The human TGFβR2 promoter region -2589 to -1613 that covers P5 and part of P4 primers used for ChIP analysis and contains a GATA3/BRCA1 binding site with consensus sequences, TGATTG, at -2115 was inserted into the pGL3-basic (Promega), as pGL3-TGFβR2-WT. With pGL3-TGFβR2-WT as a template, GATA3 binding site TGATTG was mutated into TACTTG to generate pGL3-TGFβR2-Mut by site-directed mutagenesis. Renilla plasmid was a gift from S. Y. Fuchs (University of Pennsylvania). For the TGFβR2 promoter-luciferase reporter assay, T47D-sh-Ctrl, T47D-sh-BRCA1, and SUM149 cells were seeded in a 24-well plate. T47D-sh-Ctrl and T47D-sh-BRCA1 cells were transfected with Renilla and either pGL3-TGFβR2-WT or pGL3-TGFβR2-Mut. SUM149 cells were transfected with Renilla plus pGL3-TGFβR2-WT or pGL3-TGFβR2-Mut, as well as pBabe-empty or pBabe-HA-BRCA1. The transfection efficiency was monitored using the Renilla vector as an internal control. Two days after transfection, cell lysates were collected and subjected to luciferase assay using the Dual-Luciferase Reporter Assay System (Promega). Two independent transfection experiments were conducted, and each luciferase assay was performed in triplicates. Normalized data was calculated as the ratio of the firefly/Renilla luciferase activities.

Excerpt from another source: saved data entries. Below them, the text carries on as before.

PR #1683, opened 2022-05-03
Local IPs detection

### LINKED ISSUE #1661: Detect localhost address and automatically appends to API server cert SANs
Currently we hardcode both `localhost` and `127.0.0.1` as SANs into the cert we generate for API server. But in some cases (e.g. Hetzner cloud) the boxes are configured with localhost pointing to `127.0.1.1`

We should try to detect to which local IP localhost is actually pointing at and add that to SANs automatically.

The current workaround is to add these to `spec.api.sans` list manually.

makhov:

## Description

Local IPs detection to append them to the cert SANs. Currently, we use `127.0.0.1` which is not always the case.

Fixes #1661. 

## Type of change

- [ ] Documentation update

## How Has This Been Tested?

- [x] Manual test
- [ ] Auto test added

## Checklist:

### DIFF
--- a/cmd/controller/certificates.go
+++ b/cmd/controller/certificates.go
@@ -191,6 +191,7 @@ func (c *Certificates) Init(ctx context.Context) error {
 		"kubernetes.default.svc.cluster",
 		fmt.Sprintf("kubernetes.svc.%s", c.ClusterSpec.Network.ClusterDomain),
 		"localhost",
+		"127.0.0.1",
 	}
 
 	localIPs, err := detectLocalIPs()
--- a/cmd/controller/certificates.go
+++ b/cmd/controller/certificates.go
@@ -193,11 +193,11 @@ func (c *Certificates) Init(ctx context.Context) error {
 		"localhost",
 	}
 
-	localIP, err := detectLocalIP()
+	localIPs, err := detectLocalIPs()
 	if err != nil {
 		return fmt.Errorf("error detecting local IP: %w", err)
 	}
-	hostnames = append(hostnames, localIP)
+	hostnames = append(hostnames, localIPs...)
 	hostnames = append(hostnames, c.ClusterSpec.API.Sans()...)
 
 	internalAPIAddress, err := c.ClusterSpec.Network.InternalAPIAddresses()
@@ -237,18 +237,27 @@ func (c *Certificates) Init(ctx context.Context) error {
 	return eg.Wait()
 }
 
-func detectLocalIP() (string, error) {
+func detectLocalIPs() ([]string, error) {
+	var localIPs []string
 	addrs, err := net.LookupIP("localhost")
 	if err != nil {
-		return "", err
+		return nil, err
+	}
+
+	if hostname, err := os.Hostname(); err == nil {
+		hostnameAddrs, err := net.LookupIP(hostname)
+		if err == nil {
+			addrs = append(addrs, hostnameAddrs...)
+		}
 	}
 
 	for _, addr := range addrs {
 		if addr.To4() != nil {
-			return addr.String(), nil
+			localIPs = append(localIPs, addr.String())
 		}
 	}
-	return "", fmt.Errorf("could not detect ipv4 IP")
+
+	return localIPs, nil
 }
 
 func kubeConfig(dest, url, caCert, clientCert, clientKey, owner string) error {
--- a/cmd/controller/certificates.go
+++ b/cmd/controller/certificates.go
@@ -19,6 +19,7 @@ import (
 	"context"
 	"encoding/base64"
 	"fmt"
+	"net"
 	"os"
 	"path/filepath"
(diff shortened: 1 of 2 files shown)


jnummelin:
I don't think this cover the Hetzner specific case as the address `127.0.1.1` is NOT actually configured on the interfaces:
```
root@k0s-ubuntu20:~# hostname -i
127.0.1.1
root@k0s-ubuntu20:~# ip add show
1: lo: <LOOPBACK,UP,LOWER_UP> mtu 65536 qdisc noqueue state UNKNOWN group default qlen 1000
    link/loopback 00:00:00:00:00:00 brd 00:00:00:00:00:00
    inet 127.0.0.1/8 scope host lo
       valid_lft forever preferred_lft forever
    inet6 ::1/128 scope host 
       valid_lft forever preferred_lft forever
2: eth0: <BROADCAST,MULTICAST,UP,LOWER_UP> mtu 1500 qdisc fq_codel state UP group default qlen 1000
    link/ether 96:00:01:3f:4d:32 brd ff:ff:ff:ff:ff:ff
    inet 167.235.251.210/32 scope global dynamic eth0
       valid_lft 68554sec preferred_lft 68554sec
    inet6 2a01:4f8:1c17:cf11::1/64 scope global 
       valid_lft forever preferred_lft forever
    inet6 fe80::9400:1ff:fe3f:4d32/64 scope link 
       valid_lft forever preferred_lft forever
```

Maybe we should do the `hostname -i` equivalent in the code to detect this case?

cmd/controller/certificates.go
```diff
@@ -232,6 +237,36 @@ func (c *Certificates) Init(ctx context.Context) error {
...
+	}
+	for _, i := range ifaces {
+		addrs, err := i.Addrs()
+		if err != nil {
+			return nil, err
+		}
+
+		for _, addr := range addrs {
+			switch v := addr.(type) {
+			case *net.IPNet:
```
twz123, line 254: Not sure if we want whole CIDRs?

cmd/controller/certificates.go
```diff
@@ -232,6 +237,36 @@ func (c *Certificates) Init(ctx context.Context) error {
...
+				if v.IP.To4() == nil {
+					continue
+				}
+				localIPs = append(localIPs, v.IP.To4().String())
+			case *net.IPAddr:
+				if v.IP.To4() == nil {
+					continue
+				}
+				localIPs = append(localIPs, v.IP.To4().String())
```
twz123, line 263: Isn't the linked issue just about localhost? Maybe we should filter for everything in the 127.0.0.0/8 subnet here?

twz123:
> Maybe we should do the `hostname -i` equivalent in the code to detect this case?

For the record: it [uses](https://sourceforge.net/p/net-tools/code/ci/v2.10/tree/hostname.c#l155) `gethostbyname` and [prints](https://sourceforge.net/p/net-tools/code/ci/v2.10/tree/hostname.c#l194) the `h_addr_list` from the `hostent` struct.

Closest in Golang is probably `net.LookupHost` for both `"localhost"` and `os.Hostname()`.

cmd/controller/certificates.go
makhov: We don't, we add only IPs

cmd/controller/certificates.go
makhov: Right, will fix

makhov:
`hostname -i` on my AWS instance returns `172.31.28.213`, and the same IP for `host $(hostname)`
I think `net.LookupHost("localhost")` will be a good option

cmd/controller/certificates.go
```diff
@@ -232,6 +237,20 @@ func (c *Certificates) Init(ctx context.Context) error {
 	return eg.Wait()
 }
 
+func detectLocalIP() (string, error) {
+	addrs, err := net.LookupIP("localhost")
```
twz123, line 241: I suspect that we need to do it twice, once for localhost, and once for the hostname itself? On my box, localhost resolves to 127.0.0.1, and my hostname resolves to 127.0.0.2

cmd/controller/certificates.go
```diff
@@ -189,10 +190,14 @@ func (c *Certificates) Init(ctx context.Context) error {
 		"kubernetes.default.svc",
 		"kubernetes.default.svc.cluster",
 		fmt.Sprintf("kubernetes.svc.%s", c.ClusterSpec.Network.ClusterDomain),
-		"127.0.0.1",
```
twz123, line 192: Might be worthwhile to include 127.0.0.1 in any case, even if localhost and the hostname resolve to something different.

twz123 (dismissed):

cmd/controller/certificates.go
makhov: Done

twz123 (approved):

Human tumor samples and gene-expression data sets

Formalin-fixed paraffin-embedded (FFPE) human breast cancer samples lacking patient-identifying information were obtained from the Tissue Bank Core Facility at the University of Miami and the Department of Pathology at Shenzhen University. Samples used for this study consisted of non-treated invasive breast carcinomas with known ER status. Tumor samples were microdissected. Samples with tumor cell content >75% were used for RNA extraction. The expression of BRCA1 was determined by Q-RT-PCR, as previously reported [19]. Pearson correlation coefficient and P value (two-tailed) of BRCA1 mRNA levels and H scores of TGFβR2 expression for breast cancer samples were calculated by GraphPad Prism software. The correlation of expression of TGFβR1/2 mRNA with BRCA1 mRNA was analyzed with NKI295 [29], MetaBric [30], and UNC337 [3] human breast cancer datasets. The NKI295 dataset was analyzed to compare gene expression versus six breast cancer subtypes using a two-way analysis of variance (ANOVA).

Statistical analysis

All data are presented as the mean ± SD for at least three repeated individual experiments for each group. Quantitative results were analyzed by two tailed Fisher Exact test or two-tailed Student’s t-test. P < 0.05 was considered statistically significant.

Pearson correlation coefficient of BRCA1 and TGFβR2 expression was calculated by GraphPad Prism software. The NKI295 dataset was analyzed to compare gene expression versus six breast cancer subtypes using a two-way analysis of variance (ANOVA).